The projection from the dmPFC to the core of the NAc is thought to play a pivotal role in the reinstatement of drug-seeking behavior by cues associated with drug reward (
McFarland and Kalivas, 2001). Although we did not examine reinstatement, our results are consistent with this literature, and extend the importance of this projection to cue-evoked natural reward-seeking behavior. Furthermore, we have identified a population of neurons in the NAc core that is excited by reward-predictive cues and demonstrated that these neuronal responses depend on both VTA (presumably dopaminergic) and dmPFC projections. An intriguing hypothesis is therefore that these DS-responsive neurons underlie cue-evoked relapse to drug-seeking behavior. Additional studies should focus on this specific neuronal population to determine how they influence drug seeking and relapse.

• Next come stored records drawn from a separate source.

PR #408, opened 2022-03-22
chore: Remove inline styles

tlgimenes:
This PR replaces inline <style/> tags by <link/> tags.

## How does it work?
Inlining styles is good technique for decreasing FCP. It, however, increases TBT, since the browser processes both CSS and HTML in one go, instead of processing them on two different tasks.
This PR moves inline styles to an isolated stylesheet and removes CSS code splitting for the sake of simplicity. 

FCP shouldn't be penalized that much since this CSS is hashed and has an `immutable` cache header, which is heavily cached by the CDN.

Moving inline styles to a custom sheet is not natively supported by gatsby, so a hack had to be made. This hack is described in here: https://github.com/gatsbyjs/gatsby/issues/1526

## How to test it?
Nothing should have changed visually. However, PSI score should be bigger than master

## Checklist
- [x] CHANGELOG entry added

### DIFF
--- a/CHANGELOG.md
+++ b/CHANGELOG.md
@@ -23,7 +23,7 @@ and this project adheres to [Semantic Versioning](https://semver.org/spec/v2.0.0
 - `SearchHistory` component.
 
 ### Changed
-
+- Move inline styles to external stylesheet to improve TBT
 - Changed ProductGallery and EmptyGallery styles to make the search results page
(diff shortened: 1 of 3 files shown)


igorbrasileiro:
Did it increased the CLS? Or still the same?

igorbrasileiro (approved):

In summary, we demonstrate that the projection from dmPFC to the NAc core is required for NAc neurons to fire maximally in response to reward-predictive cues presented during an operant task and that the dmPFC promotes the reward-seeking behavioral response to these cues. Because the BLA, the VTA, and dopamine receptor activation within the NAc are also required, our results suggest a simple circuit model, consistent with one that we proposed previously (
Yun et al., 2004a;
Nicola, 2007). When a reward-predictive cue is presented, glutamatergic neurons in the dmPFC (
Takenouchi et al., 1999;
Jodo et al., 2000) and BLA (
Muramoto et al., 1993;
Schoenbaum et al., 1998,
Schoenbaum et al., 1999) are excited and release glutamate onto subpopulations of NAc neurons. Dopaminergic neurons in the VTA are excited as well (
Ljungberg et al., 1992;
Schultz et al., 1993;
Pan et al., 2005) and release dopamine in the NAc core (
Bassareo and Di Chiara, 1999;
Ito et al., 2000;
Weiss et al., 2000;
Roitman et al., 2004;
Day et al., 2007). Neurons in the BLA signal that an event of potential emotional significance is occurring (
Hatfield et al., 1996;
Blundell et al., 2001;
Baxter and Murray, 2002), and dopaminergic neurons signal that a reward-predictive cue is being encountered (
Schultz, 1998). The excited dmPFC neurons signal the action to be selected to obtain the reward (
Passetti et al., 2002;
Heidbreder and Groenewegen, 2003). When all of these inputs converge in the NAc core, just those neurons that receive convergent input from the cue-excited neurons in the afferent structures fire, increasing the probability of the specific behavioral response necessary to obtain reward.